The transformation involves assisting people who are developmentally disabled find employment so that agencies can provide less intense services to some, a self-direction movement that allows families or individuals to get a pot of money that they will manage, instead of having an agency manage it for them. It also seeks to move developmentally disabled living in institutional settings to community residences.

Jefferson Rehabilitation Center may not have to worry too much about a loss of funds, according to Executive Director Howard W. Ganter. He said the agency may get audited, as other nonprofits may.

“The direct impact other than that won’t be much for us,” he said.

North country nonprofits were set to lose more than $4 million in Medicaid funding through the original 6 percent cut. JRC alone could have lost $1.125 million. A total of $120 million was to be cut statewide, but advocacy efforts reduced that to $90 million, or by 4.5 percent.

If the state does not collect all $90 million from its three main efforts, it will take the remaining amount to be saved from the state’s general fund, Mr. Ganter said. That would ensure agencies won’t face more direct impact.

These recent decisions, he said, are a result of the state and U.S. Centers for Medicaid and Medicare Services negotiating for a few years on Medicaid overpayment issues.

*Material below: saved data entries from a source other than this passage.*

PR #1153, opened 2022-07-16
[make:registration-form] Fix escape text-strings

### LINKED ISSUE #1151: generator doesn't full escape text-strings when required

6.1.0

### Description

registration form generator does not escape strings where applicable meaning it's very easy to generate invalid PHP.

### How to reproduce

1) execute `console make:registration-form`

2) fill in FROM address for email as something with an apostrophe in it.  e.g. "Xalior's Awesome Webapp"

Results in following code:

`

            $this->emailVerifier->sendEmailConfirmation('app_verify_email', $user,

                (new TemplatedEmail())

                    ->from(new Address('noreply@example.com', 'Xalior's Awesome Webapp'))

                    ->to($user->getEmail())

                    ->subject('Please Confirm your Email')

                    ->htmlTemplate('registration/confirmation_email.html.twig')`

### Possible Solution

Escape the string before generating PHP; or don't permit single quotes in entryfield.

### Additional Context

_No response_

mdoutreluingne:
Fixes #1151 

Need reviews to know if it is correct to use the [`addslashes()`](https://www.php.net/manual/fr/function.addslashes.php) function for fix escape text-strings here🙏

### DIFF
--- a/src/Maker/MakeRegistrationForm.php
+++ b/src/Maker/MakeRegistrationForm.php
@@ -160,13 +160,13 @@ final class MakeRegistrationForm extends AbstractMaker
             $this->emailGetter = $interactiveSecurityHelper->guessEmailGetter($io, $this->userClass, 'email');
 
             $this->fromEmailAddress = $io->ask(
-                'What email address will be used to send registration confirmations? e.g. mailer@your-domain.com',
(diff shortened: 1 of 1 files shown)


jrushlow (approved):
Thanks @mdoutreluingne - `addslashes` works for me. We could use `filter_var()` w/ the `FILTER_SANITIZE_ADD_SLASHES` but this would ultimately call `addSlashes()` anyways.

Issue #1166, opened 2022-08-05
ClassSourceManipulator::addSetter(): Argument #2 ($type) must be of type string, null given


mklewitz:
https://github.com/symfony/maker-bundle/commit/ffc80c4d9b4eab6f86d07c33b90e6b9d4f030359 added ```string``` as type hint for ```Symfony\Bundle\MakerBundle\Util\ClassSourceManipulator::addSetter()```'s ```$type```.

However, ```ClassSourceManipulator::addEntityField()``` will call ```addSetter()``` with ```$type == null``` for all custom defined types and even for builtin type ```blob```.

That results in a type error when (re)generating entities: ```TypeError: Symfony\Bundle\MakerBundle\Util\ClassSourceManipulator::addSetter(): Argument #2 ($type) must be of type string, null given```

sandoba:
Can confirm, this creates problems at the moment for the types "binary", "blob" and "ascii_string". All of these will crash the entity creation process. All other types seem to be ok.

The error message above continues:
`called in ...\vendor\symfony\maker-bundle\src\Util\ClassSourceManipulator.php on line 144`

vladdnepr:
Same issue

jrushlow:
Fixed in #1204

PR #1167, opened 2022-08-05
Fix type error in ClassSourceManipulator::addSetter()

mklewitz:
Fixes https://github.com/symfony/maker-bundle/issues/1166


jrushlow:
Thanks for the fix @mklewitz - we actually just merged #1204 which addresses this.

Issue #1138, opened 2022-06-14
Repository template - rename add method to save 


MrYamous:
Hi, 

Few times ago, PR #939 added new `add` and `remove` methods in repository template

I recently had the opportunity to use them, and when i made a method to edit a resource in my controller i was like "where is the method to edit ?" and then i realize `add` can do the job but i think it's a confusing name.

What would you think about rename this `add` method to something more generic like `save` ?

MrYamous:
Hi @bdaler 
As contributor of the concerned PR, do you have any advice about this ?

bdaler:
Hi @MrYamous 
Sounds reasonable and I don't mind. Fill free to make PR

Issue #788, opened 2021-01-18
Improve controller generation in make:crud command


garak:
**Description**  

Currently, the `make:crud` maker command generates actions that rely on explicit calls to Doctrine's manager.
I know that is already possible for user to change that code and improve it, but my point is about giving good suggestions (and I think current implementation fails on that).
Example of a generated code:
```php
// in "new" action
$entityManager = $this->getDoctrine()->getManager();
$entityManager->persist($tinyChef);
$entityManager->flush();
// in "edit" action
$this->getDoctrine()->getManager()->flush();
// in "delete" action
$entityManager = $this->getDoctrine()->getManager();
$entityManager->remove($tinyChef);
$entityManager->flush();
```
This is breaking the law of Demeter, making controllers know too much about Doctrine internals.

My proposal is to add two methods to generated repository class: `add` and `remove`. The first method would be responsible to add/edit entity and the second one to delete it. With such methods (of course, by injecting repository in "new"/"edit"/"delete" actions), previous lines can be replaced with:

```php
// in "new" action
$tinyChefRepository->add($tinyChef);
// in "edit" action
$tinyChefRepository->add($tinyChef);
// in "delete" action
$tinyChefRepository->remove($tinyChef);
```

This is an example of generated code for `add` method in repository class:

```php
public function add(TinyChef $tinyChef, bool $flush = true): void
{
    $this->getEntityManager()->persist($tinyChef);
    if ($flush) {    // I think it's good to keep the opportunity to avoid flushing
        $this->getEntityManager()->flush();
    }
}
```

The `remove` method would be pretty the same (with `remove` instead of `persist`).

With such change, controllers wouldn't even know that they're handling Doctrine (except for namespaces), they would just rely on repositories.
I guess that, in a future, this could be also leading to deprecation/removal of `getDoctrine()` helper in the ControllerTrait.

xabbuh:
@garak FYI, I have moved the issue to the MakerBundle repository.

garak:
> @garak FYI, I have moved the issue to the MakerBundle repository.

Ooops, sorry about that, I was convinced that this bundle was in the symfony monorepo

jrushlow:
Howdy @garak. I actually love the idea - I do this currently in my projects anytime I need to leverage the repository itself. @weaverryan and I were talking about getting away from leaning on calling the entity manager directly in cases where we don't need to explicitly for other parts of maker:bundle. 

[...]

PR #1169, opened 2022-08-20
[make:crud] Rename `add` method of repository to `save`.

bdaler:
- rename `add` method of repository to `save`
- https://github.com/symfony/maker-bundle/issues/1138

### DIFF
--- a/.github/workflows/ci.yaml
+++ b/.github/workflows/ci.yaml
@@ -74,8 +74,8 @@ jobs:
                 image: dunglas/mercure
                 env:
                     SERVER_NAME: :1337
-                    MERCURE_PUBLISHER_JWT_KEY: '!ChangeMe!'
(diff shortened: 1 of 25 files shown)


jrushlow:
@bdaler I just merged in a few CI fixes, can you do a rebase please?

jrushlow (changes requested):
Looks good to me, we just need passing tests that are related to this PR.

weaverryan:
Ping @garak who originally proposed the methods in #788. I don't really care what the methods are called - but I don't like changing them over and over again. So if we are going to make this change, we need some agreement that this is how it should be named.

garak:
IMHO "add" is more consistent with the concept of collection, but I don't have anything against "save"

jrushlow:
The commit history looks a bit mashed up in this PR. Closing in favor of #1204 which contains cherry-picked changes from this PR.

PR #1176, opened 2022-09-10
[make:entity] Fix error while making blob in entity

### LINKED ISSUE #1174: Error while making blob in entity
I am making an entity using `php bin/console make:entity`. all other fields work fine but when I make a field `blob` maker bundle return this error.
```
Symfony\Bundle\MakerBundle\Util\ClassSourceManipulator::addSetter(): Argume  
  nt #2 ($type) must be of type string, null given, called in /home/arashdeep  
  /www/raagfinderweb/vendor/symfony/maker-bundle/src/Util/ClassSourceManipula  
  tor.php on line 144  
```

mdoutreluingne:
Fixes #1174

### DIFF
--- a/src/Util/ClassSourceManipulator.php
+++ b/src/Util/ClassSourceManipulator.php
@@ -266,7 +266,7 @@ final class ClassSourceManipulator
         $this->addCustomGetter($propertyName, $methodName, $returnType, $isReturnTypeNullable, $commentLines);
     }
 
-    public function addSetter(string $propertyName, string $type, bool $isNullable, array $commentLines = []): void
+    public function addSetter(string $propertyName, ?string $type, bool $isNullable, array $commentLines = []): void
     {
         $builder = $this->createSetterNodeBuilder($propertyName, $type, $isNullable, $commentLines);
         $builder->addStmt(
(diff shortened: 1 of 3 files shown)


weaverryan:
This looks good - but tests are red. If you rebase with `main`, that might help - @jrushlow fixed most of the test suite a few days ago.

mdoutreluingne:
Rebase done. It seems that my test is not working, I will look at it tomorrow to try to correct it.

mdoutreluingne:
It seems that the red tests are not related to my PR. However, I want to correct the tests but I can't, help would be welcome :)

weaverryan (approved):
Some upstream changes, once again, broke the tests (MakerBundle's test suite, by design, is sensitive to recipe changes... which is great, but also annoying). We'll put a PR soon to fix that. But this is ready to go 👍

jrushlow:
@mdoutreluingne I just merged in a few CI fixes. Can you rebase this PR?

mdoutreluingne:
Rebase done. Unfortunately the tests are always red with the same message `Failed asserting that two strings are identical.`. I also re-tested locally by deleting my changes (to see if it is related to my PR) but the tests are also red.

jrushlow:
Thanks @mdoutreluingne - I'm going to push a commit or two to this PR to get the passing tests. It looks like we'll need to add another test fixture to handle the change...

No need to push any additional changes to the PR.

jrushlow (approved):
Thanks @mdoutreluingne for the fix!

PR #1199, opened 2022-09-20
[make:entity] fix compatibility with api-platform 3.0

### LINKED ISSUE #1198: MakeEntity is not compatible with api-platform 3.0
Api-platform 3.0 use ApiPlatform\Metadata\ApiResource class instead ApiPlatform\Core\Annotation\ApiResource, but MakerEntity still use it.

yobrx:
I fixed #1198, but I don't know how launch tests suites easily, I don't have found documentation for that.

### DIFF
--- a/src/Maker/MakeEntity.php
+++ b/src/Maker/MakeEntity.php
@@ -318,14 +318,14 @@ final class MakeEntity extends AbstractMaker implements InputAwareMakerInterface
     public function configureDependencies(DependencyBuilder $dependencies, InputInterface $input = null): void
     {
         if (null !== $input && $input->getOption('api-resource')) {
-            if (class_exists(LegacyApiResource::class)) {
+            if (class_exists(ApiResource::class)) {
                 $dependencies->addClassDependency(
-                    LegacyApiResource::class,
+                    ApiResource::class,
                     'api'
                 );
             } else {
                 $dependencies->addClassDependency(
-                    ApiResource::class,
+                    LegacyApiResource::class,
                     'api'
                 );
             }
--- a/src/Maker/MakeEntity.php
+++ b/src/Maker/MakeEntity.php
@@ -11,7 +11,8 @@
 
 namespace Symfony\Bundle\MakerBundle\Maker;
 
-use ApiPlatform\Core\Annotation\ApiResource;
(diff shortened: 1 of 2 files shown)


weaverryan:
We need to push a fix for the test suite - a recipe change upstream broke things. 

But, to run tests locally, you can run `composer install` then `./vendor/bin/simple-phpunit`. You will likely also need to tweak the `TEST_DATABASE_DSN` setting in `phpunit.xml.dist` to match your local settings. The test suite is HUGE and slow - so I usually target the specific tests that I want to run :)

yobrx:
Thanks ! I have failures but not (normally) related to my dev.

jrushlow:
@yobrx - I've just merged in a few fixes to our CI. Doing a rebase against `main` should fix some of the CI failures we're seeing here

yobrx:
It's green, except one test on [6.2.x](https://github.com/symfony/maker-bundle/actions/runs/3092586683/jobs/5004024578)

weaverryan (approved):
The 6.2 failure looks weird and probably a real failure - but certainly unrelated to this PR 👍

src/Maker/MakeEntity.php
```diff
@@ -317,10 +318,17 @@ public function generate(InputInterface $input, ConsoleStyle $io, Generator $gen
     public function configureDependencies(DependencyBuilder $dependencies, InputInterface $input = null): void
     {
         if (null !== $input && $input->getOption('api-resource')) {
-            $dependencies->addClassDependency(
-                ApiResource::class,
-                'api'
-            );
+            if (class_exists(LegacyApiResource::class)) {
```
dunglas, line 321: I would test for `ApiResource` first because in 2.7 both classes exist, and we prefer using the non-deprecated attribute.

dunglas (changes requested):

src/Maker/MakeEntity.php
yobrx: Hi Kévin, I fixed that.

dunglas (approved):
Thank you Yoann!!

jrushlow (approved):
Awesome! Thank you @yobrx

PR #1201, opened 2022-09-20
[ci] handle reset-password 8.1.10 version constraint

jrushlow:


src/Test/MakerTestDetails.php
```diff
@@ -73,6 +75,22 @@ public function setRequiredPhpVersion(int $version): self
         return $this;
     }
 
+    /**
+     * Skip a test from running between a range of PHP Versions.
+     *
+     * @param int $lowerLimit Versions below this value will be allowed
+     * @param int $upperLimit Version above this value will be allowed
```
jrushlow, line 82:
```suggestion
     * @param int $upperLimit Versions above this value will be allowed
```

src/Test/MakerTestDetails.php
```diff
@@ -118,7 +136,22 @@ public function getDependencyBuilder(): DependencyBuilder
...
+        $hasPhpVersionConstraint = $this->blockedPhpVersionLower > 0 && $this->blockedPhpVersionUpper > 0;
+        $isSupported = false;
+
+        if (!$hasPhpVersionConstraint) {
+            $isSupported = true;
+        }
+
+        if (\PHP_VERSION_ID > $this->blockedPhpVersionUpper) {
+            $isSupported = true;
+        }
```
weaverryan, line 148: This is what makes sense to me:

```php
if ($hasPhpVersionConstraint && \PHP_VERSION_ID >= $this->blockedPhpVersionLower && \PHP_VERSION_ID <= $this->blockedPhpVersionUpper) {
    return false;
}
```

It says: 

> If the a blocked range of php versions was specified AND the current php version is inside of that range (greater than or equal to the lower and less than or equal to the upper), return false: the current php version is not supported.

PR #1202, opened 2022-09-21
[reset-password] use higher level "options" in ChangePasswordFormType.tpl.php

seb-jean:
I add [options ](https://symfony.com/doc/current/reference/forms/types/repeated.html#options) instead of writing to first_options and second_options.


jrushlow (approved):
Thank you! @seb-jean

PR #1204, opened 2022-09-22
[make:crud] use save instead of add repository methods

### LINKED ISSUE #788: Improve controller generation in make:crud command

### LINKED ISSUE #1138: Repository template - rename add method to save

jrushlow:
Instead of using an `add()` method in the repository, it's been renamed to `save()`. Logic behind the change is to not confuse with "add()" and item to a collection - we're "save()"ing an entity to persistence. 

Original work done by @bdaler in #1169 
fixes #1138 
fixes #788

### DIFF
--- a/src/Resources/skeleton/crud/controller/Controller.tpl.php
+++ b/src/Resources/skeleton/crud/controller/Controller.tpl.php
@@ -29,7 +29,7 @@ class <?= $class_name ?> extends AbstractController
 <?php endif ?>
 
 <?= $generator->generateRouteForControllerMethod('/new', sprintf('%s_new', $route_name), ['GET', 'POST']) ?>
-<?php if (isset($repository_full_class_name) && $generator->repositoryHasAddRemoveMethods($repository_full_class_name)) { ?>
+<?php if (isset($repository_full_class_name) && $generator->repositoryHasSaveAndRemoveMethods($repository_full_class_name)) { ?>
     public function new(Request $request, <?= $repository_class_name ?> $<?= $repository_var ?>): Response
 <?php } else { ?>
     public function new(Request $request, EntityManagerInterface $entityManager): Response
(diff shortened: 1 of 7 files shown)


weaverryan (approved):
ok with me 👍

PR #1209, opened 2022-09-26
[make:crud] use save instead of add in `upgradePassword`

seb-jean:
The `save` function has been forgotten for `upgradePassword`


jrushlow (approved):
Awesome! Good Catch! Thanks @seb-jean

Aida A. Mariani, director of public relations and development at Oneida-Lewis NYSARC, said as agencies have faced Medicaid cuts in past years, “there’s always going to be some kind of issue that comes up over the years.”

Since there is no flat 6 percent or 4.5 percent cut, Ms. Mariani said, the Oneida-Lewis NYSARC considers the recent decision a win for the agency even if it does not provide any new funding.

Disabled Persons Action Organization Executive Director Cynthia L. FitzPatrick said changes from the original cuts will provide some relief to DPAO, which offers services to people with disabilities in Jefferson and Lewis counties.

“If they don’t cut us back as much as they’ve been saying, it’ll ease things up on us,” she said. “We aren’t going to let cuts impact services at all.”

It’s DPAO’s employees who would be affected, by having no cost-of-living adjustments in their pay and benefit changes.

Meanwhile, Mr. Ganter said, the significant reductions could not have been avoided without the support of all local elected officials.